What the task asks —
Across the entries that follow, count each line holding "know" and state the total alone.

Recorded data
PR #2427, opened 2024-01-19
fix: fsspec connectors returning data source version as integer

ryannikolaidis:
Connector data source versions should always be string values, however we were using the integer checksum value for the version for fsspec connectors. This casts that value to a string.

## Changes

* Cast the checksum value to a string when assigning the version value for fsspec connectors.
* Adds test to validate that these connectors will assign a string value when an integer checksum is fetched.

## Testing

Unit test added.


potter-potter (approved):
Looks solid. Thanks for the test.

---

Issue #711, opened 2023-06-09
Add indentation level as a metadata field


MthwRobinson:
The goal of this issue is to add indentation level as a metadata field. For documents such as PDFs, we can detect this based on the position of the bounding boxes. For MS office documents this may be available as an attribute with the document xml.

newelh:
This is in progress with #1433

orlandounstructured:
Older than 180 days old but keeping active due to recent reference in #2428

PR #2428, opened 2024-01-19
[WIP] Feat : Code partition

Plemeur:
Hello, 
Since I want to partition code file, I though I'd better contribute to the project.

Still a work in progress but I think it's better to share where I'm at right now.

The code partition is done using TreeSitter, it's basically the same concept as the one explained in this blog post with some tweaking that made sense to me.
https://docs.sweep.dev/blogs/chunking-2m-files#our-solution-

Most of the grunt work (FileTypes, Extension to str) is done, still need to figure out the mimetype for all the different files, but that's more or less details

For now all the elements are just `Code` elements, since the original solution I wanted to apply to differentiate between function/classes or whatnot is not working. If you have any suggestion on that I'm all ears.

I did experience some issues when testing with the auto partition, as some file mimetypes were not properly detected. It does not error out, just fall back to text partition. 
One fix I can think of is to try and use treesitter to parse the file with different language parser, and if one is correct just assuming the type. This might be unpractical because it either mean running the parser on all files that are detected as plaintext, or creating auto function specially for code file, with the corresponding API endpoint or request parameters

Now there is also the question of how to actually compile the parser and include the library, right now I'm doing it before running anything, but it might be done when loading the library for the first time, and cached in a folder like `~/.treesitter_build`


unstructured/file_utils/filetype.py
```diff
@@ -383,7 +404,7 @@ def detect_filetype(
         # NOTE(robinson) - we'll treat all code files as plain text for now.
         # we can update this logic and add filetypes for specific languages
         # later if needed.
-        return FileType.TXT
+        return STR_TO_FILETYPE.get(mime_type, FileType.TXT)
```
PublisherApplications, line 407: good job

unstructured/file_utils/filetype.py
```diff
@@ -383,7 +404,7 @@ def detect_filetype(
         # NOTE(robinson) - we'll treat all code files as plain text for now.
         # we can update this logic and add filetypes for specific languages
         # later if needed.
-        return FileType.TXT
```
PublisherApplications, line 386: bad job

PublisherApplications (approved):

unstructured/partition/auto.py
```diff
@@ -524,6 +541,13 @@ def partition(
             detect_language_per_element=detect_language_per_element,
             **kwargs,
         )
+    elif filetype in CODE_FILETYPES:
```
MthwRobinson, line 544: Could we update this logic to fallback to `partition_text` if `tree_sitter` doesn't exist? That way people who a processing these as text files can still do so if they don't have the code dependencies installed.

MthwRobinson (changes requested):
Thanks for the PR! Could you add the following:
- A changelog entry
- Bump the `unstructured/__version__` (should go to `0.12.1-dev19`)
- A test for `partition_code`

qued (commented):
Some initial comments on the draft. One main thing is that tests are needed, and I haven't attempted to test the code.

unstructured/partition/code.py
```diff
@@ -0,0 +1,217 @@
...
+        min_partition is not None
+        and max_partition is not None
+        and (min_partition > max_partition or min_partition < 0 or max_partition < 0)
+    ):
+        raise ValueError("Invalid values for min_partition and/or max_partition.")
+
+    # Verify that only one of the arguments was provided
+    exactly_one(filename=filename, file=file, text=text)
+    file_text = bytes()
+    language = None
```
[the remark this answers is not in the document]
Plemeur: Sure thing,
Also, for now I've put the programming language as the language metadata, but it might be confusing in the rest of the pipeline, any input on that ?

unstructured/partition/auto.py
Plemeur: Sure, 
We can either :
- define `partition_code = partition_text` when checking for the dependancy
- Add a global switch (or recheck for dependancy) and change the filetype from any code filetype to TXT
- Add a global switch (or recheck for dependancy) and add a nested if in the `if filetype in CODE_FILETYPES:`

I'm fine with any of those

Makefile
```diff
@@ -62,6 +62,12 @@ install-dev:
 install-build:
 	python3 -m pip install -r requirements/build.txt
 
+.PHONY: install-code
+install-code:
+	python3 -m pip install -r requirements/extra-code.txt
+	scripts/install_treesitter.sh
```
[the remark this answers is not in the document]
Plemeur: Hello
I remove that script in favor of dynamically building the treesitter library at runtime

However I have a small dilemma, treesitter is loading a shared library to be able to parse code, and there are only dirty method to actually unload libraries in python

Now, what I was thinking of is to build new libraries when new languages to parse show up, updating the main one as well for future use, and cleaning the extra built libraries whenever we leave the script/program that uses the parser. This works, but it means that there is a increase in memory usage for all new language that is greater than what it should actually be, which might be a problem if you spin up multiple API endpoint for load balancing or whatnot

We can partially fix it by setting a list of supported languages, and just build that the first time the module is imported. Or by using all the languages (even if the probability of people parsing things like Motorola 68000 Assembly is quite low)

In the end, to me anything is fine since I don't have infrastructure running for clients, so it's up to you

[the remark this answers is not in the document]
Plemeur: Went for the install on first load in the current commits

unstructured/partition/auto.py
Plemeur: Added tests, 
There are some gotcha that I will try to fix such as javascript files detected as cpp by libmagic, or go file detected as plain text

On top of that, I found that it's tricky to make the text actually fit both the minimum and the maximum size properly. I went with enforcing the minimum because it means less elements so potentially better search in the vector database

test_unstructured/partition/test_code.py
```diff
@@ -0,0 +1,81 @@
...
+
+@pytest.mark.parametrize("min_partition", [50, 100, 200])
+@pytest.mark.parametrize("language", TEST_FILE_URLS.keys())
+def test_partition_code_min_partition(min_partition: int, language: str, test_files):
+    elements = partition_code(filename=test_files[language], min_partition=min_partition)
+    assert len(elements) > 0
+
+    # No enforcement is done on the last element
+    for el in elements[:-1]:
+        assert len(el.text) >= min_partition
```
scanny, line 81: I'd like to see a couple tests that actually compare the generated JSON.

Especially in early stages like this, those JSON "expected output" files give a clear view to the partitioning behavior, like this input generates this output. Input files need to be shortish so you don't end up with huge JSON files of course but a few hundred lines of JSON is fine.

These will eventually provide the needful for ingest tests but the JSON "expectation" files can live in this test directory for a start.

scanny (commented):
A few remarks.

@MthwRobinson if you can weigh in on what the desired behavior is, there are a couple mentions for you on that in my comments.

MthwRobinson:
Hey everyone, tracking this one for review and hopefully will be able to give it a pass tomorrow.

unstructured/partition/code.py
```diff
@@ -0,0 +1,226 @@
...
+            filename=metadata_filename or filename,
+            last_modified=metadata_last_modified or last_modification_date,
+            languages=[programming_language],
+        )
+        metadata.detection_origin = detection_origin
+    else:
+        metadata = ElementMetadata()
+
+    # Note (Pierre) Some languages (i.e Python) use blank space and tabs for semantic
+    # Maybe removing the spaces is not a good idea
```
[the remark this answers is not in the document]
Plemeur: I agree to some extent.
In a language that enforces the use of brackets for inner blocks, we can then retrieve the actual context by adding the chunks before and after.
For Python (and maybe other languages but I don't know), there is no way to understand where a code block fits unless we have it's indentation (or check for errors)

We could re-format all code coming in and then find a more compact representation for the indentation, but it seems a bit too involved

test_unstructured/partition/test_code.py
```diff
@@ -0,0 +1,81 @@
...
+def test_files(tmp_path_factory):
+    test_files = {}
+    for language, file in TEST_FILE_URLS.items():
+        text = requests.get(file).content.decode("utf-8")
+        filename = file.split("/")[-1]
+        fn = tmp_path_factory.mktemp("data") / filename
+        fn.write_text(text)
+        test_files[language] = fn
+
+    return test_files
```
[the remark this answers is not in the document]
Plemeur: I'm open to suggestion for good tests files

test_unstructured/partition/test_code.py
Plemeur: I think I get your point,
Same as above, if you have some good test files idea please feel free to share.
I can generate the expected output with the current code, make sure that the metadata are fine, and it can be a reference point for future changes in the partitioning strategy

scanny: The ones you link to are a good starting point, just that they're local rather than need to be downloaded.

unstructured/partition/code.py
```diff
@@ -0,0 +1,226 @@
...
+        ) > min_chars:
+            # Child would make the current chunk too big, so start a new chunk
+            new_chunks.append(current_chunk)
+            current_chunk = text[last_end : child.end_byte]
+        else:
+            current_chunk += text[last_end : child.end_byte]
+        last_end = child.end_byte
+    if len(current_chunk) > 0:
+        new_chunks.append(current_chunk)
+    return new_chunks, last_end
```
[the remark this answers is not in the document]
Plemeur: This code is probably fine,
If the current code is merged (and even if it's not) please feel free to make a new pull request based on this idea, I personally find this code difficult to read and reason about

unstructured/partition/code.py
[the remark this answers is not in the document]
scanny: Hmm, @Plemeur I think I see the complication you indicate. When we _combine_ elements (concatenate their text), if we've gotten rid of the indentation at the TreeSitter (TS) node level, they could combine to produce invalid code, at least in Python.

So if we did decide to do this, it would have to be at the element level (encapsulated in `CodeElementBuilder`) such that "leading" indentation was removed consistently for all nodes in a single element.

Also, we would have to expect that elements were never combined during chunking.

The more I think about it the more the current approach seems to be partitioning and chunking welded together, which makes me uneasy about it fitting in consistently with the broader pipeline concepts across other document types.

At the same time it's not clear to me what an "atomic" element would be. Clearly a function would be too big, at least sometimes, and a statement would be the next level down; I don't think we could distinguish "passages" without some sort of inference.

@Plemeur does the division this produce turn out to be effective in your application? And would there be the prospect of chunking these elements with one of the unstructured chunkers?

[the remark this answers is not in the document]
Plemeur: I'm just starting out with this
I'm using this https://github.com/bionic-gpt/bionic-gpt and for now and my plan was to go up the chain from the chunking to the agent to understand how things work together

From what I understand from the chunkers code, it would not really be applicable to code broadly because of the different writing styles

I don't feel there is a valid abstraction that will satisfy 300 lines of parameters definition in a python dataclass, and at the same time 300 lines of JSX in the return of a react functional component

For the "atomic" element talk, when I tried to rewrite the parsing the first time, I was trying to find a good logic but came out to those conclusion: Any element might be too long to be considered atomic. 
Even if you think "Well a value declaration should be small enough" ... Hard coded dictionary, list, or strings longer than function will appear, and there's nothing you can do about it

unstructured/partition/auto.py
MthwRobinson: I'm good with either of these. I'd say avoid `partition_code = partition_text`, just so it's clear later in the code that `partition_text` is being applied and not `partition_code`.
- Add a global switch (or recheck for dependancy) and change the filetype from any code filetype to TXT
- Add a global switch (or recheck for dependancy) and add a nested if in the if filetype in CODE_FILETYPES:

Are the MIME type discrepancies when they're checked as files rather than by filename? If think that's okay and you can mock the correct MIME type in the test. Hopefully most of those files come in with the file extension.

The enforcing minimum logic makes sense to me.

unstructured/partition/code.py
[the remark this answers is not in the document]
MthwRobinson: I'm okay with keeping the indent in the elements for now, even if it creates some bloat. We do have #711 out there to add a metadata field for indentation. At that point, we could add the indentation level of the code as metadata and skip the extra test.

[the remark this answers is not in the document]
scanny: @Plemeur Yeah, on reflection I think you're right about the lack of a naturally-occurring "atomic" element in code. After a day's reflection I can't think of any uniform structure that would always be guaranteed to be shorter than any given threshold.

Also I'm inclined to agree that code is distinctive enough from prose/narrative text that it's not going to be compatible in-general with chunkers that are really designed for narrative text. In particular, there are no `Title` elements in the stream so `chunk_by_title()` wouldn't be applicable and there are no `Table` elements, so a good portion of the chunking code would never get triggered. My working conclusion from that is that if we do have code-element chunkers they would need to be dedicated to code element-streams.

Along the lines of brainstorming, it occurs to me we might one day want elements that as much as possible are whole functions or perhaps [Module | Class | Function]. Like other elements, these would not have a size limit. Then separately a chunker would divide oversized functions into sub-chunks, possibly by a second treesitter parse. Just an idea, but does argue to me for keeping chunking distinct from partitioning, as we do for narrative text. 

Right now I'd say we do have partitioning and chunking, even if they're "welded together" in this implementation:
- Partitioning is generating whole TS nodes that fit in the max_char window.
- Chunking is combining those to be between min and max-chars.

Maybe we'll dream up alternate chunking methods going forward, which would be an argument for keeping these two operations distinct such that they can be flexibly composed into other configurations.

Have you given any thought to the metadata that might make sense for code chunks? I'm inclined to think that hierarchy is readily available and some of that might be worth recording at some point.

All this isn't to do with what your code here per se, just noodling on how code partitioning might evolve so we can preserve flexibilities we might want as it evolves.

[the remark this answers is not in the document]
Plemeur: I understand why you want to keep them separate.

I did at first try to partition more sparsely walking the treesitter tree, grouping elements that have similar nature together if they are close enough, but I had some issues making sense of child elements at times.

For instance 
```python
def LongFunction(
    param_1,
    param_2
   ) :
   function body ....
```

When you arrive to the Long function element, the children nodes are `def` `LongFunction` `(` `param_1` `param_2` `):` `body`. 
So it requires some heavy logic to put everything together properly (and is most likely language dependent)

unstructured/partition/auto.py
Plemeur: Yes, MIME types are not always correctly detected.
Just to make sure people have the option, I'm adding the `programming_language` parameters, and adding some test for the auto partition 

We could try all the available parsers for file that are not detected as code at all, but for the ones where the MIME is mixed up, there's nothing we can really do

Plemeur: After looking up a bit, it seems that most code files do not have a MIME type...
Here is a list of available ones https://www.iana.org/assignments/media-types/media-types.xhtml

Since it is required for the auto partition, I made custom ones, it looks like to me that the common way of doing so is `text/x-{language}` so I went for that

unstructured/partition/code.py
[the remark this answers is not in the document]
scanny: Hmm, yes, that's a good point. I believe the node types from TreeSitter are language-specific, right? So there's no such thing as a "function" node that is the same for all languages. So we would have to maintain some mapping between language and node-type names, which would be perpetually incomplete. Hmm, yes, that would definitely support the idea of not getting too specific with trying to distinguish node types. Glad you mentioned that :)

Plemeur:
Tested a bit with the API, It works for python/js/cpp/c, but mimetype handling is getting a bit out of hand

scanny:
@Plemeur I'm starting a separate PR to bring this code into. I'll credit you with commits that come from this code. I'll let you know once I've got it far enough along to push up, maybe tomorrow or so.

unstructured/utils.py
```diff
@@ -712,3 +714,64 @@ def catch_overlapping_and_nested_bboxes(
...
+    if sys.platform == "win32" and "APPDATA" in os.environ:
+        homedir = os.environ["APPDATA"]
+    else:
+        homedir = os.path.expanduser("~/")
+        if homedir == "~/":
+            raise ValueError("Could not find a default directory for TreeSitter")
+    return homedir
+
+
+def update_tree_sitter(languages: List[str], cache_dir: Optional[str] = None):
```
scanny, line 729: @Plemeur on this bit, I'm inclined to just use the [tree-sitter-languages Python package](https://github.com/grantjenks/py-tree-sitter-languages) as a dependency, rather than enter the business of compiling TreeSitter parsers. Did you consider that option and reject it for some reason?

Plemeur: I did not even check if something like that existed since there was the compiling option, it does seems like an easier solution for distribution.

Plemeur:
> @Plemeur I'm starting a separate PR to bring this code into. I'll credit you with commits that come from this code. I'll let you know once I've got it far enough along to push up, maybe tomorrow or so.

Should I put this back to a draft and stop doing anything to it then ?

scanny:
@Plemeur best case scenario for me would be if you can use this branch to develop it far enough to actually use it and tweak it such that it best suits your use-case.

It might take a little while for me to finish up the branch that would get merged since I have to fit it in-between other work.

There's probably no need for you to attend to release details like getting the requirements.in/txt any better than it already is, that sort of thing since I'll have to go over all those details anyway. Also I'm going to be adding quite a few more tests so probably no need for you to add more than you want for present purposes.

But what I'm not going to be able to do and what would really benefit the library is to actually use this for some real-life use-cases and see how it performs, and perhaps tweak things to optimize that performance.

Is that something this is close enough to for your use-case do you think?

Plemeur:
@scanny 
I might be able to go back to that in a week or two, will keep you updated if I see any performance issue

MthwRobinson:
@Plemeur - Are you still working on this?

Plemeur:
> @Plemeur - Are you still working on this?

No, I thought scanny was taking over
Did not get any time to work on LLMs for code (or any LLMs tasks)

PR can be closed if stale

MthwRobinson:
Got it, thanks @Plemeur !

Answer area —
3